Levantamentos da imprensa americana mostram que quase metade dos jogadores convocados para a seleção dos Estados Unidos possui raízes familiares em outros países. A composição da equipe reflete uma característica histórica da sociedade americana e ajuda a ilustrar a influência da imigração em diferentes áreas, do esporte ao ambiente de negócios.

Os números reforçam esse cenário. Atualmente, cerca de 16% da população dos Estados Unidos nasceu fora do país e aproximadamente 20% da força de trabalho é formada por imigrantes. No empreendedorismo, a participação também é expressiva: quase metade das empresas da Fortune 500 foi fundada por imigrantes ou filhos de imigrantes.

Para o advogado especialista em imigração Dr. Vinicius Bicalho, mestre pela University of Southern California (USC), a presença de profissionais estrangeiros sempre esteve associada ao crescimento econômico americano.

“A história dos Estados Unidos está diretamente ligada à capacidade de atrair talentos, profissionais qualificados, empreendedores e investidores de diferentes partes do mundo. Essa contribuição ajudou a impulsionar a inovação, a competitividade e o crescimento econômico do país ao longo de décadas”, afirma.

Embora o debate migratório frequentemente esteja associado às políticas de fronteira e segurança, especialistas defendem que a imigração legal continua sendo um dos fatores que fortalecem a economia americana, especialmente em setores como tecnologia, inovação, saúde, engenharia e empreendedorismo.
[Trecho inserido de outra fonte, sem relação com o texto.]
PR #11142, opened 2026-07-02
Compleated: bypass Multiset can't have negative amount

Hanmac:
With checking for Compleated and Loyalty counters, it bypasses that the amount can be negative for a short period of time


tool4ever (approved):
should work for now 🤔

“Quando profissionais, empresários ou investidores chegam aos Estados Unidos por meio de processos legais e estruturados, eles não apenas buscam oportunidades individuais. Eles também geram empregos, estimulam a inovação e contribuem para o desenvolvimento de setores estratégicos da economia”, explica Bicalho.

Mais do que um retrato da diversidade americana, a seleção que disputa a Copa do Mundo simboliza uma característica que ultrapassa o esporte. A imigração faz parte da formação dos Estados Unidos e continua exercendo influência na capacidade do país de atrair talentos, criar empresas e manter sua competitividade em escala global.